Go through the data below and gather each line containing "condition".

───── Given data

PR #4869, opened 2023-02-08
[headnode metric graphs] add disk and memory graphs for headnode CloudWatch dashboard

delongmeng:
### Description of changes
* Add new graphs `Disk Used Percent` and `Memory Used Percent` to CloudWatch Dashboard of a cluster to monitor memory usage and disk usage of the root volume on the head node.

### Tests
* Manual test: 
  * After code change, create a new cluster, and verify that new graphs `Disk Used Percent` and `Memory Used Percent` (within the `Head Node EC2 Metrics` - `Head Node Instance Metrics` section) show up in CloudWatch Dashboard as expected. 
  * For a head node of c5.large Nitro instance, "reboot" of the head node didn't affect the disk usage metric and graph.
  * Update the cluster to have Monitoring - Dashboards - CloudWatch disabled using the following configuration section, then observed that the dashboard was deleted; update the cluster again with default configuration (Enabled: true), and observed that the dashboard showed up again.
```
Monitoring:
  Dashboards:
    CloudWatch:
      Enabled: false  # true
```
* Unit tests added to verify the dashboard and graphs exist in the CloudFormation template when `Monitoring` - `Dashboards` - `CloudWatch` - `Enabled` is set to `true` (default) in the cluster configuration file.

### References
* PR that adds the disk and memory metrics: https://github.com/aws/aws-parallelcluster-cookbook/pull/1732
* PR that adds the disk and memory alarms: https://github.com/aws/aws-parallelcluster/pull/4877

### Checklist
- [x] Make sure you are pointing to **the right branch** and add a label in the PR title (i.e. **2.x** vs **3.x**)
- [x] Check all commits' messages are clear, describing what and why vs how.
- [x] Make sure **to have added unit tests or integration tests** to cover the new/modified code.
- [x] Check if documentation is impacted by this change.

Please review the [guidelines for contributing](../CONTRIBUTING.md) and [Pull Request Instructions](https://github.com/aws/aws-parallelcluster/wiki/Git-Pull-Request-Instructions).

By submitting this pull request, I confirm that my contribution is made under the terms of the Apache 2.0 license.

PR #4877, opened 2023-02-10
[headnode alarms] add headnode disk and memory alarms

delongmeng:
### Description of changes
* Add new CloudWatch alarms to monitor memory usage and root volume disk usage of the head node. Alarms will be triggered when either `mem_used_percent` or `disk_used_percent` exceeds the threshold of 90 (%) for 1 datapoint within 1 minute.
* Add CloudWatch Alarm related IAM policies: `PutMetricAlarm`, `DeleteAlarms`, and `DescribeAlarms`.

### Tests
- Manual test: After code change, create a new cluster, and verify that new alarms show up in CloudWatch Alarms as expected:
  - `{cluster-name}_MemAlarm_HeadNode` with the condition `mem_used_percent > 90 for 1 datapoints within 1 minute`. State is "OK".
  - `{cluster-name}_DiskAlarm_HeadNode` with the condition `disk_used_percent > 90 for 1 datapoints within 1 minute`. State is "OK".
  - Test the "In alarm" state: set the threshold of disk_used_percent to 40 and observed that the state of the alarm is "In alarm".
  - For a head node of c5.large Nitro instance, "reboot" of the head node didn't affect the disk usage metric and alarm.
  - Update the cluster to have Monitoring - Dashboards - CloudWatch disabled using the following configuration section, then observed that the alarms were deleted; update the cluster again with default configuration (Enabled: true), and observed that the alarms showed up again.
```
Monitoring:
  Dashboards:
    CloudWatch:
      Enabled: false  # true
```
- Unit tests added to verify the alarms exist in the CloudFormation template when Monitoring - Dashboards - CloudWatch - Enabled is set to true (default) in the cluster configuration file.

### References
* PR that adds the disk and memory metrics in CloudWatch: https://github.com/aws/aws-parallelcluster-cookbook/pull/1732
* PR that adds the disk and memory graphs in the CloudWatch dashboard: https://github.com/aws/aws-parallelcluster/pull/4869

### Checklist


cli/src/pcluster/templates/cluster_stack.py
```diff
@@ -299,6 +301,44 @@ def _add_resources(self):
...
+    def _add_alarms(self):
+        self.alarms = []
+
+        metrics_for_alarms = {
+            "Mem": cloudwatch.Metric(
+                namespace="CWAgent",
+                metric_name="mem_used_percent",
+                dimensions_map={"InstanceId": self.head_node_instance.ref},
+                statistic="Maximum",
+                period=Duration.seconds(60),
```
chenwany: Could you have this value as a constant in a single place `constants.py` and it can be reused for both memory and disk alarm?

cli/src/pcluster/templates/cluster_stack.py
```diff
@@ -299,6 +301,44 @@ def _add_resources(self):
...
+        for metric_key, metric in metrics_for_alarms.items():
+            alarm_id = f"Pcluster{metric_key}Alarm"
+            alarm_name = f"{metric_key}Alarm_{self.stack.stack_name}_{self.head_node_instance.ref}"
+            self.alarms.append(
+                cloudwatch.Alarm(
+                    scope=self.stack,
+                    id=alarm_id,
+                    metric=metric,
+                    evaluation_periods=1,
+                    threshold=90,
```
chenwany: Could you set the threshold in  constant in constant?

cli/tests/pcluster/templates/test_cluster_stack.py
```diff
@@ -118,6 +118,33 @@ def _generate_template(cluster, capsys):
     return generated_template
 
 
+@pytest.mark.parametrize(
+    "config_file_name",
+    [
+        "centos7.slurm.full.yaml",
```
chenwany: Instead of create new config here, can we utilize the config in example_config: see example in `test_cluster_lambda_functions_vpc_config` 
input_yaml = load_yaml_dict(f"{EXAMPLE_CONFIGS_DIR}/{config_file_name}")
We can see if we can change one of the cw setting in the example config to be true/false

cli/src/pcluster/templates/cluster_stack.py
```diff
@@ -299,6 +301,44 @@ def _add_resources(self):
...
+                namespace="CWAgent",
+                metric_name="disk_used_percent",
+                dimensions_map={"InstanceId": self.head_node_instance.ref},
+                statistic="Maximum",
+                period=Duration.seconds(60),
+            ),
+        }
+
+        for metric_key, metric in metrics_for_alarms.items():
+            alarm_id = f"Pcluster{metric_key}Alarm"
```
chenwany: What about adding HeadNode in both the ID and alarm_name, the reason is that in the future we can add more alarms for compute nodes

cli/src/pcluster/templates/cluster_stack.py
```diff
@@ -299,6 +301,44 @@ def _add_resources(self):
...
+            alarm_name = f"{metric_key}Alarm_{self.stack.stack_name}_{self.head_node_instance.ref}"
```
chenwany: Instead of having {self.head_node_instance.ref} in the alarm name, I think it would be nice to replace it with "HeadNode". Considering in the future we may want to add alarms for Computes, what do you think?

chenwany (commented):
Were you able to test the update update behavior to enable/disable monitoring for metrics

cli/src/pcluster/templates/cluster_stack.py
delongmeng: added default values for alarm setting in `constants.py`

cli/src/pcluster/templates/cluster_stack.py
delongmeng: added default values for alarm setting in `constants.py`

cli/src/pcluster/templates/cluster_stack.py
delongmeng: sure

cli/src/pcluster/templates/cluster_stack.py
delongmeng: yes sure

cli/tests/pcluster/templates/test_cluster_stack.py
delongmeng: Within cluster_stack.py, we build the dashboard and add alarms within the same branch:
```
        if self.config.is_cw_dashboard_enabled:
            self.cloudwatch_dashboard = CWDashboardConstruct(......)
            self._add_alarms()
```
The dashboard building is tested by `test_cw_dashboard_builder.py` so I copied the same config files for that test to here to be consistent.

As discussed, we will use config files in EXAMPLE_CONFIGS_DIR and change the `Dashboards - CloudWatch - Enabled` setting to be false in one of them (the default is true).

delongmeng:
> Were you able to test the update update behavior to enable/disable monitoring for metrics

Cluster Update was tested. Please refer to the Tests section in PR description.

chenwany (dismissed):
LGTM!

chenwany (approved):

chenwany (dismissed):
LGTM!

chenwany (dismissed):

chenwany:
Did you validate all these policies are required for alarms? Could you share the source of where mention these are required policies?

delongmeng:
> Did you validate all these policies are required for alarms? Could you share the source of where mention these are required policies?

These are just alarm related policies according to this documentation https://docs.aws.amazon.com/AmazonCloudWatch/latest/monitoring/iam-identity-based-access-control-cw.html

They might not be all required for the integration test purpose. For example, if we do an update on Cloudwatch-Dashboard-enabled that involves deletion of existing alarms, then the `cloudwatch:DeleteAlarms` policy would probably be needed.

Is the requirement here the minimum set of policies that ensure the current integration tests don't break? I can test that by adding or removing them one by one, if needed.

chenwany:
> Is the requirement here the minimum set of policies that ensure the current integration tests don't break? I can test that by adding or removing them one by one, if needed

Here we limit the minimum IAM policies to reduce the risk of unauthorized access to the resources. 
We need to add here the minimum set of policies here that make sure the alarm functionality work, like creating cluster with alarm, deleting cluster alarm, updating cluster...  
It is not just for integration test, but also for the API role.

delongmeng:
> Here we limit the minimum IAM policies to reduce the risk of unauthorized access to the resources.
> We need to add here the minimum set of policies here that make sure the alarm functionality work, like creating cluster with alarm, deleting cluster alarm, updating cluster...
> It is not just for integration test, but also for the API role.

Tested and confirmed that these 3 policies are required: `PutMetricAlarm`, `DeleteAlarms`, and `DescribeAlarms`.

`DescribeAlarmsForMetric` and `DescribeAlarmHistory` may not be needed, and have been removed.

chenwany (approved):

──────────

Expected output:
  - `{cluster-name}_MemAlarm_HeadNode` with the condition `mem_used_percent > 90 for 1 datapoints within 1 minute`. State is "OK".
  - `{cluster-name}_DiskAlarm_HeadNode` with the condition `disk_used_percent > 90 for 1 datapoints within 1 minute`. State is "OK".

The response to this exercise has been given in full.